Sabbath is something we need, and the synagogue leader is right to stand by that need. Where the synagogue leader’s view falls short, however, is that his upholding of the law is only for the letter of the law, and not for the spirit of the law. This is where we can learn something from the woman’s story as well. Our Psalm today, which we used as a Call to Worship, says that God is full of mercy and compassion and abounding in steadfast love, and we would do well to remember that these characteristics of God overarch all laws. In other words, God gives us these laws because God is merciful, compassionate, and loving. And if those laws contradict those values in any way, then the spirit of the law is not being fulfilled. 

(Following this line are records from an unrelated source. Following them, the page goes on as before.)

PR #198302, opened 2026-05-18
[AArch64] Add missing FSub case to isLegalToVectorizeReduction

jacob-crawley:
Adds missing RecurKind::Fsub case to lower to partial reduction.


sdesmalen-arm (commented):
Can you add a corresponding test or modify an existing one to guard this behaviour?

MacDue (approved):
LGTM

PR #198303, opened 2026-05-18
[libc] Disable newly added -Wfenv-access clang warning

labath:
Added in #187860, the warning triggers on existing libc code. This unbreaks the precommit bots.


kaladron (approved):
Thank you!

PR #198304, opened 2026-05-18
[MISched] Make TG MacroFusion creation target specific(NFC)

tomershafir:
This patch moves TableGen-based macro fusion initialization from generic MachineScheduler factory methods, to the specific targets that use it, currently only RISCV. This better enables targets to have complete control over DAG mutation ordering, e.g. for porting other targets to TableGen macro fusion. More specifically, AArch64 requires the inverse partial order between ld/st clustering and macro fusion, as part of an attempt to migrate it to TableGen.


mshockwave (approved):
LGTM

wangpc-pp (approved):
LGTM!

Happy to see more users of TableGen-based macro fusions! :-)

PR #198307, opened 2026-05-18
[MLIR][XeGPU] Avoid chained-reductions in multi_reduction unrolling

dchigarev:
The PR adds a new unrolling pattern for `vector.multi_reduction` to the `xegpu-blocking` pass. In comparison with [the upstream reduction unrolling](https://github.com/llvm/llvm-project/blob/2da84a8307e4ef729458d990b221650a5da22639/mlir/lib/Dialect/Vector/Transforms/VectorUnroll.cpp#L372), the new pattern performs partial row-wise reductions via elementwise ops, instead of generating a chain of several multi-reduction ops:
```mlir
// reduction to unroll:
// tile-shape: [8x16]
vector.multi_reduction <add> %vec, %cst : vector<8x48xf32> to vector<8xf32>

// upstream unrolling:
%3 = vector.multi_reduction <add>, %tile_0, %cst [1] : vector<8x16xf32> to vector<8xf32>
%4 = vector.multi_reduction <add>, %tile_1, %3 [1] : vector<8x16xf32> to vector<8xf32>
%5 = vector.multi_reduction <add>, %tile_2, %4 [1] :  vector<8x16xf32> to vector<8xf32>

// new xegpu-unrolling
%3 = arith.addf %tile_0, %tile_1 : vector<8x16xf32>
%4 = arith.addf %3, %tile_2 : vector<8x16xf32>
%5 = vector.multi_reduction <add>, %4, %cst [1] : vector<8x16xf32> to vector<8xf32>
```

### DIFF
--- a/mlir/lib/Dialect/XeGPU/Transforms/XeGPUUnroll.cpp
+++ b/mlir/lib/Dialect/XeGPU/Transforms/XeGPUUnroll.cpp
@@ -806,7 +806,7 @@ struct UnrollConvertLayoutOp : public UnrollPattern<xegpu::ConvertLayoutOp> {
   }
 };
 
-/// Unrolls vector.multi_reduction by performing tree reduction with
+/// Unrolls vector.multi_reduction by sequentially reducing tiles with
 /// elementwise arith operations first, then a single multi_reduction
 /// per non-reduced tile position. This avoids generating long chains of
 /// multi_reduction ops (as the upstream pattern does) and is more efficient.
@@ -819,9 +819,6 @@ struct UnrollConvertLayoutOp : public UnrollPattern<xegpu::ConvertLayoutOp> {
 /// -- This pattern generates:
 /// %tmp1 = arith.reduction %tile0, %tile1 <32,32> -> <32x,2> // elementwise
 /// %res = vector.multi_reduction %tmp1, %zero_acc <32,32> to <32>
-///
-/// The patterns supports any-D vectors but only handles the case where there
-/// is a single reduction dimension that is the innermost dim.
 struct UnrollMultiReductionOp
     : public UnrollPattern<vector::MultiDimReductionOp> {
   UnrollMultiReductionOp(MLIRContext *context,
@@ -835,10 +832,10 @@ struct UnrollMultiReductionOp
     ArrayRef<int64_t> srcShape = srcTy.getShape();
     int64_t srcRank = srcTy.getRank();
 
-    // Only handle a single reduction dimension that is the last dim.
-    ArrayRef<int64_t> reductionDims = reductionOp.getReductionDims();
-    if (reductionDims.size() != 1 || reductionDims[0] != srcRank - 1)
-      return failure();
+    Location loc = reductionOp.getLoc();
+    Value source = reductionOp.getSource();
+    Value acc = reductionOp.getAcc();
+    vector::CombiningKind kind = reductionOp.getKind();
 
     // Result must be a vector (not scalar).
     auto resultType = dyn_cast<VectorType>(reductionOp.getDestType());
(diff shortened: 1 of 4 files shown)


mlir/lib/Dialect/XeGPU/Transforms/XeGPUUnroll.cpp
```diff
@@ -804,13 +806,152 @@ struct UnrollConvertLayoutOp : public UnrollPattern<xegpu::ConvertLayoutOp> {
...
+      // |---------------------------|---------------------|
+      // |       arith.op            |   arith.op          |
+      // |-------------------------------------------------|
+      // |                arith.op                         |
+      //                  ^---- this now goes to multi_reduction
+      while (tiles.size() > 1) {
+        SmallVector<Value> reduced;
+        for (size_t i = 0; i + 1 < tiles.size(); i += 2) {
+          Value combined = vector::makeArithReduction(rewriter, loc, kind,
+                                                      tiles[i], tiles[i + 1]);
```
dchigarev: this generates a suitable elementwise op (e.g. `arith.add`) for a reduction kind

mlir/lib/Dialect/XeGPU/Transforms/XeGPUUnroll.cpp
```diff
@@ -804,13 +806,152 @@ struct UnrollConvertLayoutOp : public UnrollPattern<xegpu::ConvertLayoutOp> {
...
+        static_cast<int64_t>(targetShapeOpt->size()) != srcRank)
+      return failure();
+
+    SmallVector<int64_t> targetShape = *targetShapeOpt;
+
+    // Check divisibility for all dimensions.
+    for (int64_t i = 0; i < srcRank; ++i) {
+      if (srcShape[i] % targetShape[i] != 0)
+        return failure();
+    }
```
dchigarev, line 858: could be a `llvm::all_of` as dictated by llvm's codestyle, but IMO it's much harder to read:
```c
if (!llvm::all_of(llvm::zip(srcShape, targetShape), [](auto pair) {
      return std::get<0>(pair) % std::get<1>(pair) == 0;
    }))
  return failure();
```

mlir/test/lib/Dialect/XeGPU/TestXeGPUTransforms.cpp
```diff
@@ -94,6 +94,19 @@ struct TestXeGPUUnrollingPatterns
       if (isa<xegpu::DpasOp>(op))
         return SmallVector<int64_t>{8, 16, 16};
 
+      // For vector.multi_reduction, read tile shape from the layout attribute
+      // on the source operand (layout_operand_0).
+      if (isa<vector::MultiDimReductionOp>(op)) {
```
dchigarev, line 99: The `test-xegpu-unrolling` pattern used to only support xegpu-ops. This change is to set proper 'target' shape from the reduction's layout

mlir/lib/Dialect/XeGPU/Transforms/XeGPUUnroll.cpp
```diff
@@ -804,13 +806,152 @@ struct UnrollConvertLayoutOp : public UnrollPattern<xegpu::ConvertLayoutOp> {
...
+/// vector.multi_reduction <32,64> to <32> (tile_shape=32, 32)
+/// -- Upstream pattern generates:
+/// %tmp1 = vector.multi_reduction %tile0, %zero_acc <32,32> to <32>
+/// %res = vector.multi_reduction %tmp1, %tile1 <32,32> to <32>
+/// -- This pattern generates:
+/// %tmp1 = arith.reduction %tile0, %tile1 <32,32> -> <32x,2> // elementwise
+/// %res = vector.multi_reduction %tmp1, %zero_acc <32,32> to <32>
+///
+/// The patterns supports any-D vectors but only handles the case where there
+/// is a single reduction dimension that is the innermost dim.
```
Jianhui-Li: ● The tree reduction structure is unnecessary here. Both sequential reduction (tile0 + 
 tile1 → tmp; tmp + tile2 → ...) and tree reduction ((tile0 + tile1), (tile2 + tile3) → 
  ...) require exactly N-1 elementwise operations. There is no saving in total step count —
   and since these ops execute sequentially on the hardware, there is no latency benefit
  either.

  The real issue with the upstream unrolling is the order of operations: it performs the
  in-tile reduction first (collapsing the reduction dimension within each tile via
  multi_reduction), then chains the cross-tile accumulation. This is expensive on GPU because
  in-tile reduction involves cross-lane shuffles, and doing it N times multiplies that
  cost.

  The fix should be simpler:

  1. Cross-tile reduction first: collect all tiles along the reduction dimension and
  combine them with elementwise arith ops (cheap, no shuffles). This collapses N tiles into
   a single tile per position.
  2. In-tile reduction last: perform one multi_reduction per position to eliminate the
  reduction dimension. This is the only step that requires cross-lane shuffles, and it
  happens exactly once per output tile.

  For multiple reduction dimensions, the same principle applies: reduce each reduction
  dimension down to tile size using elementwise ops first, then perform the final in-tile
  reduction to remove those dimensions entirely. In this way, we can also remove the 
 limitation of this PR (only handling the innermost dim reduction).

dchigarev: Right, replaced the "tree-reduction" with a sequential elementwise reduction.

Also added support for arbitrary reduction dimensions: the pattern now [collects tiles for <b>all</b> reduction dimensions](https://github.com/dchigarev/llvm-project/blob/67115b8c5a58eb4af94a709aa62627804800d9bb/mlir/lib/Dialect/XeGPU/Transforms/XeGPUUnroll.cpp#L899-L919) and [reduces them sequentially using elementwise arith op](https://github.com/dchigarev/llvm-project/blob/67115b8c5a58eb4af94a709aa62627804800d9bb/mlir/lib/Dialect/XeGPU/Transforms/XeGPUUnroll.cpp#L921-L925)

mlir/lib/Dialect/XeGPU/Transforms/XeGPUUnroll.cpp
```diff
@@ -804,13 +806,151 @@ struct UnrollConvertLayoutOp : public UnrollPattern<xegpu::ConvertLayoutOp> {
...
+/// per non-reduced tile position. This avoids generating long chains of
+/// multi_reduction ops (as the upstream pattern does) and is more efficient.
+///
+/// Example:
+/// vector.multi_reduction <32,64> to <32> (tile_shape=32, 32)
+/// -- Upstream pattern generates:
+/// %tmp1 = vector.multi_reduction %tile0, %zero_acc <32,32> to <32>
+/// %res = vector.multi_reduction %tmp1, %tile1 <32,32> to <32>
+/// -- This pattern generates:
+/// %tmp1 = arith.reduction %tile0, %tile1 <32,32> -> <32x,2> // elementwise
```
Jianhui-Li: <32x, 2> is a typo? 
  /// %tmp1 = arith.addf %tile0, %tile1 : vector<32x32xf32>  //  elementwise

mlir/lib/Dialect/XeGPU/Transforms/XeGPUUnroll.cpp
```diff
@@ -804,13 +806,151 @@ struct UnrollConvertLayoutOp : public UnrollPattern<xegpu::ConvertLayoutOp> {
...
+      // Generate the full tile indices for the reduced dimensions.
+      // Ex: if reduceDimShapes = [32, 64] and reducedDimTargetShapes = [16,
+      // 16], then reducedTileCoords:
+      // [(0, 0), (0, 1), (0, 2), (0, 3),
+      //  (1, 0), (1, 1), (1, 2), (1, 3)]
+      auto reducedTileCoords = StaticTileOffsetRange(
+          numReducedTilesPerDim, SmallVector<int64_t>(reducedDims.size(), 1));
+
+      // Step 1: Fill "blanks" in the offsets for the reduced dimensions
+      // using 'reducedTileCoords' and exctact according tiles.
```
Jianhui-Li: exctact -> extract

Jianhui-Li (approved):
LGTM

Jianhui-Li:
Please change the title also to remove tree-reduction. @dchigarev

PR #198314, opened 2026-05-18
[AArch64][GlobalISel] Add sign bits for G_FCMEQ

davemgreen:
This adds basic num-sign-bits for G_FCMEQ, G_FCMGE and G_FCMGT, which all produce either all-ones or all-zeros in each vector lane. This function apparently goes in AArch64ISelLowering.


c-rhodes (approved):
cant say i know what it's for, but looks fine to me

PR #186166, opened 2026-03-12
[Flang][MLIR][OpenMP] Explicitly represent omp.target kernel types

skatrak:
Currently, the kernel type (i.e. `generic`, `spmd`, `spmd-no-loop` and `bare`) of an `omp.target` operation is not an explicit attribute of the operation. Rather, this is inferred based on the contents of its region and clauses.

The problems with this approach are that it can be a potentially resource intensive check for large kernels, and misidentifications are prone to happen based on the presence of arbitrary operations from other dialects.

Since the AST already contains the information needed to identify the kernel type in a more reliable manner, this patch moves that responsiblity to the Flang frontend. Other MLIR passes that create `omp.target` operations are updated as well.

One known limitation of this approach is that the MLIR op verifier for `omp.target` can't completely check that the contents of its region are compatible with the declared kernel type without being exposed to the same pattern-matching limitations that this patch is removing. Also, the `TargetOp::getInnermostCapturedOmpOp()` function is maintained but, ideally, a better solution should be implemented to remove its expensive and potentially flaky checks from MLIR.

PR #198782, opened 2026-05-20
[MLIR][OpenMP] Explicit tagging of combined constructs

skatrak:
Combined OpenMP constructs, such as `parallel do`, which represent nests of constructs where each one contains a single other construct without any other directives or statements in between, are currently not marked in any way in the MLIR representation.

This works because they don't usually require any specific handling other than what would be done for the included operations. However, the handling of `target` regions needs to know whether it was part of a combined construct in order to properly optimize for the SPMD case and detect when certain clauses must be inconditionally evaluated in the host.

So far, this has been achieved by having some MLIR pattern-matching logic to infer whether a nest of operations could have potentially been produced for a combined construct. This approach is error prone, computationally expensive and it can't really work in the general case. On the other hand, a compiler frontend can easily tell the difference and tag MLIR operations accordingly.

This patch extends the `ComposableOpInterface` of the OpenMP dialect to handle a new `omp.combined` attribute that must be set for all leafs (except for the innermost one) on a combined construct. Verification logic is added for this interface, which is added to all operations that can be used as part of a combined construct, and the previous `target`-related pattern-matching logic is removed.

This patch has to be followed up with Flang lowering changes to pass all unit tests.

### DIFF
--- a/mlir/lib/Dialect/OpenMP/IR/OpenMPDialect.cpp
+++ b/mlir/lib/Dialect/OpenMP/IR/OpenMPDialect.cpp
@@ -2571,7 +2571,8 @@ bool TargetOp::hasHostEvalTripCount() {
 
   // If it represents a `target teams distribute` construct, also evaluate the
   // `distribute` trip count on the host.
-  Operation *capturedOp = getInnermostCapturedOmpOp();
+  Operation *capturedOp =
+      cast<ComposableOpInterface>(getOperation()).findCapturedOp();
   if (auto loopNestOp = dyn_cast_if_present<LoopNestOp>(capturedOp)) {
     SmallVector<LoopWrapperInterface> loopWrappers;
     loopNestOp.gatherWrappers(loopWrappers);
@@ -2597,6 +2598,9 @@ bool TargetOp::hasHostEvalTripCount() {
 }
 
 LogicalResult TargetOp::verify() {
+  if (getKernelType() == TargetExecMode::bare && !isCombined())
+    return emitOpError() << "bare kernel requires 'omp.combined'";
+
   if (failed(verifyDependVarList(*this, getDependKinds(), getDependVars(),
                                  getDependIteratedKinds(),
                                  getDependIterated())))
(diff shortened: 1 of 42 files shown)


skatrak:
PR stack:
- #186166
- #198782 ◀️
- #198783

mlir/lib/Dialect/OpenMP/IR/OpenMPDialect.cpp
```diff
@@ -3160,6 +3065,98 @@ LogicalResult LoopWrapperInterface::verifyImpl() {
...
+  if (isCombined()) {
+    Operation *nestedOp = nullptr;
+    auto count = llvm::count_if(
+        op->getRegion(0).getOps(), [&nestedOp](mlir::Operation &op) {
+          if (isa<ComposableOpInterface, LoopWrapperInterface>(op)) {
+            nestedOp = &op;
+            return true;
+          }
+          return false;
+        });
```
tblah, line 3148: Maybe we should also reject any side effecting operation inside the nest which is not part of the composition?

skatrak: That's actually one of the big reasons I've gone through the process of making the frontend responsible for tagging combined constructs. The previous pattern-based approach actually did something like that: "a couple of nested OpenMP constructs are combined if there are no other OpenMP or side-effecting ops, or control flow in the parent op's region".

That regularly broke because of e.g. debug ops that had side effects just to avoid being optimized out or due to how certain clauses of the child op were lowered to MLIR, potentially adding memory allocations, etc. The current pattern (`TargetOp::getInnermostCapturedOmpOp` + `findCapturedOmpOp`) kind of works around those cases that we've detected so far, while also allowing operations that should probably break it.

Checks here after this change are more lenient on that sense on purpose. We just accept that we need to trust the frontend on this because it can't be reliably checked in MLIR. The thinking here is that a frontend adds the `omp.combined` attribute if it **knows** it can do so, but it would always (minus the `target teams ompx_bare` case) be correct to not put it there, though this could have a potential performance impact.

tblah: Okay sounds good. I was initially worried that allowing these could expose new bugs in MLIR->LLVM conversion but I didn't find any so this LGTM.

I think it is okay to rely on the frontend to produce something that makes sense in terms of OpenMP, but I want the MLIR dialect to either produce some LLVM-IR (fine to be undefined behaviour if the front end emitted undefined behaviour) or reject the IR as invalid: no crashes. It looks like that is achieved here.

tblah (approved):
LGTM

PR #198783, opened 2026-05-20
[Flang][OpenMP] Add combined construct information

skatrak:
This patch adds the `omp.combined` attribute to OpenMP dialect operations following changes to the `ComposableOpInterface`.

This attribute is added to operations representing non-innermost leaf constructs of a combined construct and to standalone block-associated constructs that can be combined with their parent construct.

Changes are made to the OpenMP lowering logic, as well as the do-concurrent, workshare and workdistribute transformation passes.

### DIFF
--- a/flang/lib/Lower/OpenMP/OpenMP.cpp
+++ b/flang/lib/Lower/OpenMP/OpenMP.cpp
@@ -79,6 +79,25 @@ makeObjects(llvm::ArrayRef<const semantics::Symbol *> syms) {
   return objects;
 }
 
+/// Return the directive that is immediately nested inside of the given
+/// \c parent evaluation, if it is its only non-end-statement nested evaluation
+/// and it represents an OpenMP construct.
+lower::pft::Evaluation *
+extractOnlyOmpNestedEval(lower::pft::Evaluation &parent) {
+  if (!parent.hasNestedEvaluations())
+    return nullptr;
+
+  auto &nested{parent.getFirstNestedEvaluation()};
+  if (!nested.isA<parser::OpenMPConstruct>())
+    return nullptr;
+
+  for (auto &sibling : parent.getNestedEvaluations())
+    if (&sibling != &nested && !sibling.isEndStmt())
+      return nullptr;
+
+  return &nested;
+}
+
 namespace {
 /// Structure holding information that is needed to pass host-evaluated
 /// information to later lowering stages.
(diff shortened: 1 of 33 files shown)


skatrak:
PR stack:
- #186166
- #198782
- #198783 ◀️

tblah (approved):
LGTM, thanks!

Meinersbur (approved):

flang/lib/Lower/OpenMP/OpenMP.cpp
```diff
@@ -79,6 +79,25 @@ makeObjects(llvm::ArrayRef<const semantics::Symbol *> syms) {
...
 
+/// Return the directive that is immediately nested inside of the given
+/// \c parent evaluation, if it is its only non-end-statement nested evaluation
+/// and it represents an OpenMP construct.
+lower::pft::Evaluation *
+extractOnlyOmpNestedEval(lower::pft::Evaluation &parent) {
+  if (!parent.hasNestedEvaluations())
+    return nullptr;
+
+  auto &nested{parent.getFirstNestedEvaluation()};
```
Meinersbur:
```suggestion
  auto &nested = parent.getFirstNestedEvaluation();
```
[not a change request] declaration initializer quite inconsistent in this file

flang/lib/Lower/OpenMP/OpenMP.cpp
```diff
@@ -4189,6 +4189,42 @@ static void genOMPDispatch(lower::AbstractConverter &converter,
   finalizeStmtCtx();
   if (loopLeaf)
     symTable.popScope();
+
+  // Add the omp.combined attribute to eligible ops. In this case, all
+  // composable ops that are not loop-associated, except for the ones that can
+  // only appear as the innermost leaf construct.
```
Meinersbur:
```suggestion
  // Add the omp.combined attribute to immediate nested construct that are equivalent to combined construct as an optimization. In this case, all
  // composable ops that are not loop-associated, except for the ones that can
  // only appear as the innermost leaf construct.
```
[suggestion] The interface docs if isCombined says "Check whether the operation is representing a non-innermost child leaf of a combined OpenMP construct or an equivalent immediate nesting of constructs." Having the info that the attribute is also for equivalent nestings (in contrast to it only describing source form) would have helped me here.

Feel free to leave out the "as an optimization" if you think it is semantically required.

Meinersbur (approved):
LGTM

flang/lib/Lower/OpenMP/OpenMP.cpp
skatrak: Done. We probably should make a clear exception for Flang lowering and just use MLIR formatting rules, rather than a mix.

flang/lib/Lower/OpenMP/OpenMP.cpp
skatrak: Thanks for pointing this out, I made some clarifications to the comments there. Hopefully it's easier to follow now, let me know.

PR #198785, opened 2026-05-20
[AMDGPU][GlobalISel] Combine rcp(sqrt(x)) into rsq for pseudo-scalar instructions

MadhurKumar004:
This fixes "TODO: GlobalISel should generate v_s_rsq." give in file "llvm/test/CodeGen/AMDGPU/pseudo-scalar-transcendental.ll"

### DIFF
--- a/llvm/test/CodeGen/AMDGPU/fdiv_flags.f32.ll
+++ b/llvm/test/CodeGen/AMDGPU/fdiv_flags.f32.ll
@@ -1620,12 +1620,18 @@ define float @v_recip_sqrt_f32_afn_ulp25_contract(float %x) {
 ; CODEGEN-IEEE-GISEL-NEXT:    v_rsq_f32_e32 v0, v0
 ; CODEGEN-IEEE-GISEL-NEXT:    s_setpc_b64 s[30:31]
 ;
-; IR-IEEE-LABEL: v_recip_sqrt_f32_afn_ulp25_contract:
-; IR-IEEE:       ; %bb.0:
-; IR-IEEE-NEXT:    s_waitcnt vmcnt(0) expcnt(0) lgkmcnt(0)
-; IR-IEEE-NEXT:    v_sqrt_f32_e32 v0, v0
-; IR-IEEE-NEXT:    v_rcp_f32_e32 v0, v0
-; IR-IEEE-NEXT:    s_setpc_b64 s[30:31]
+; IR-IEEE-SDAG-LABEL: v_recip_sqrt_f32_afn_ulp25_contract:
+; IR-IEEE-SDAG:       ; %bb.0:
+; IR-IEEE-SDAG-NEXT:    s_waitcnt vmcnt(0) expcnt(0) lgkmcnt(0)
+; IR-IEEE-SDAG-NEXT:    v_sqrt_f32_e32 v0, v0
+; IR-IEEE-SDAG-NEXT:    v_rcp_f32_e32 v0, v0
+; IR-IEEE-SDAG-NEXT:    s_setpc_b64 s[30:31]
+;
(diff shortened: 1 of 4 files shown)


llvm/test/CodeGen/AMDGPU/fdiv_flags.f32.ll
```diff
@@ -1620,25 +1620,37 @@ define float @v_recip_sqrt_f32_afn_ulp25_contract(float %x) {
...
+; IR-IEEE-SDAG:       ; %bb.0:
+; IR-IEEE-SDAG-NEXT:    s_waitcnt vmcnt(0) expcnt(0) lgkmcnt(0)
+; IR-IEEE-SDAG-NEXT:    v_sqrt_f32_e32 v0, v0
+; IR-IEEE-SDAG-NEXT:    v_rcp_f32_e32 v0, v0
+; IR-IEEE-SDAG-NEXT:    s_setpc_b64 s[30:31]
+;
+; IR-IEEE-GISEL-LABEL: v_recip_sqrt_f32_afn_ulp25_contract:
+; IR-IEEE-GISEL:       ; %bb.0:
+; IR-IEEE-GISEL-NEXT:    s_waitcnt vmcnt(0) expcnt(0) lgkmcnt(0)
+; IR-IEEE-GISEL-NEXT:    v_rsq_f32_e32 v0, v0
```
jayfoad, line 1633: Should probably investigate whether it's OK to use v_rsq here, and why SelectionDAG does not.

jayfoad (approved):
LGTM

llvm/test/CodeGen/AMDGPU/fdiv_flags.f32.ll
MadhurKumar004: I investigated why SDAG doesnt emit `v_rsq` in `IR-IEEE` + diabled codegenprepare path. So SDAG's `rcp(sqrt(x))` -> `rsq` combine depends on CodeGenPrepare having pre-expanded `fdiv(1.0, sqrt(x))` into an ir level reciprocal first, when `-amdgpu-codegenprepare-disable-fdiv-expansion=1` is used, that expansion doesnt happen, as a result sdag see a raw `fdiv` node causing its estimate combine to never fire. this is a pre-existing SDAG phase-ordering limitation specific to the disable-expansion path. Looking at `fdiv_flag.f32.ll` when CodeGenPrepare run normally (`CODEGEN-IEEE-SDAG`), SDAG correctly emits `v_rsq_f32` for contract-only cases proving that sdag itself consider contract sufficient justification for using `v_rsq`. The IR-IEEE-SDAG path failing to do so here i think is an optimization gap?

Gisel doesnt suffer from this limitation because its legalizer independently lowers `G_FSQRT` -> `amdgcn_sqrt` and `G_FDIV(1.0, x)` -> `amdgcn_rcp` regardless of what CodeGenPrepare did, so it naturally produces the `rcp(sqrt(x))` pattern that `matchRcpSqrtToRsq` needs. 

Regarding whether `v_rsq` is Ok to use: the IR has both `contract` and `afn` on both the sqrt and fdiv. `v_rsq_f32` is documented as of 1ULP accuracy , within that 2.5 ULP budget of `!fpmath !0`. afn permits approximate result and contract permits fusing. Gisel producing `v_rsq_f32` here is correct and matches what sdag does when CodeGenPrepare runs normally.

MadhurKumar004:
@jayfoad Friendly ping

MadhurKumar004:
@jayfoad

jayfoad:
What changed since my last approval?

jayfoad (approved):

MadhurKumar004:
No changes, i pushed again because -  i did a rebase and some MLIR test cases were giving false negative.

MadhurKumar004:
Can you push it as i dont have the access?

PR #197959, opened 2026-05-15
[LV] Support interleaving in order to reduce stalls

john-brawn-arm:
On an in-order CPU the CPU will stall after a load if the value is used immediately. Interleaving such that the combined reciprocal throughput of all of the load instructions is equal to the load latency means we will avoid this stall.

PR #198790, opened 2026-05-20
[CostModel] Move the arbitrary load latency into getMemoryOpCost

john-brawn-arm:
Currently TargetTransformInfoImpl returns an arbitrary cost of 4 for the latency of loads in getInstructionCost. This means even if a target correctly reports the latency for loads in getMemoryOpCost we still get this arbitrary cost in getInstructionCost. It also means the latency cost is inconsistent depending on whether you go through getInstructionCost or getMemoryOpCost.

Solve this by moving the current arbitrary cost into getMemoryOpCost. This has the side-effect of affecting the cost of masked loads if they aren't handled by the target, as in BasicTTIImpl the cost for these is calculated using getMemoryOpCost. This should mean the cost is more accurate though, and likely won't have any effect as in any transformation that could introduce masked loads (e.g. vectorization) the current cost is probably high enough that it's already not worth using.


john-brawn-arm:
This is related to #197959, where we need accurate load latency cost. I'm going to be adding this to the AArch64 backend, but as things currently are it's impossible to test in test/Analysis/CostModel because that uses getInstructionCost. Hence this PR moving the cost into getMemoryOpCost, so that when I update getMemoryOpCost to have a more accurate cost it'll be reflected in the test/Analysis/CostModel tests.

llvm/lib/Target/AArch64/AArch64TargetTransformInfo.cpp
```diff
@@ -5028,6 +5028,10 @@ InstructionCost AArch64TTIImpl::getMemoryOpCost(unsigned Opcode, Type *Ty,
                                                 TTI::TargetCostKind CostKind,
                                                 TTI::OperandValueInfo OpInfo,
                                                 const Instruction *I) const {
+  // FIXME: Arbitrary cost
+  if (Opcode == Instruction::Load && CostKind == TTI::TCK_Latency)
+    return 4;
```
sparker-arm: So, why not just call `BaseT::getMemoryOpCost`? Seems a bit odd to duplicate this arbitrary value into all the backends.

john-brawn-arm: Because I hadn't thought to do that. I've adjusted things to do that (though in many places BaseT::getMemoryOpCost gets called for other reasons, so there I've adjusted the condition).

sparker-arm (approved):
LGTM, cheers.

RKSimon (approved):
x86 change is ok for now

What, then, is the spirit of this law? 

With Jesus, grace trumps law. That’s not to say we disregard the law – by no means. Law has its place, to show us the way God wants us to live, to get us outside ourselves and facing God and the needs of our neighbor. But the law always bows to mercy, grace, love, and life. Law helps us know how to live better lives, but grace creates and enables life. Law pushes us to care for each other, but grace catches us when we fall short of that. Sometimes the law is suspended in order to let grace abound, and today’s Gospel is just such a time. In this story, when Jesus breaks the Sabbath law, healing happens, a sinner gives thanks and praise, and a crowd rejoices – because that is what happens when grace invites us to both value the law and also suspend it in the name of mercy, compassion, and love.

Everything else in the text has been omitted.